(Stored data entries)

+--

Issue #574, opened 2025-02-09
Allow for introspection and type hints over class attributes when defining tool classes


cmungall:
**Is your feature request related to a problem? Please describe.**

I love smolagents, but defining my own tools as classes feels clunky

Currently when using classes over functions, class definitions are not very idiomatic python, e.g.

```python
class HFModelDownloadsTool(Tool):
    name = "model_download_counter"
    description = """
    This is a tool that returns the most downloaded model of a given task on the Hugging Face Hub.
    It returns the name of the checkpoint."""
    inputs = {
        "task": {
            "type": "string",
            "description": "the task category (such as text-classification, depth-estimation, etc)",
        }
    }
    output_type = "string"

    def forward(self, task: str):
        from huggingface_hub import list_models

        model = next(iter(list_models(filter=task, sort="downloads", direction=-1)))
        return model.id
```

+--

- [Try it] Which lines of the data contain "over"? Copy them all.

- [Answer for this exercise]
Allow for introspection and type hints over class attributes when defining tool classes
Currently when using classes over functions, class definitions are not very idiomatic python, e.g.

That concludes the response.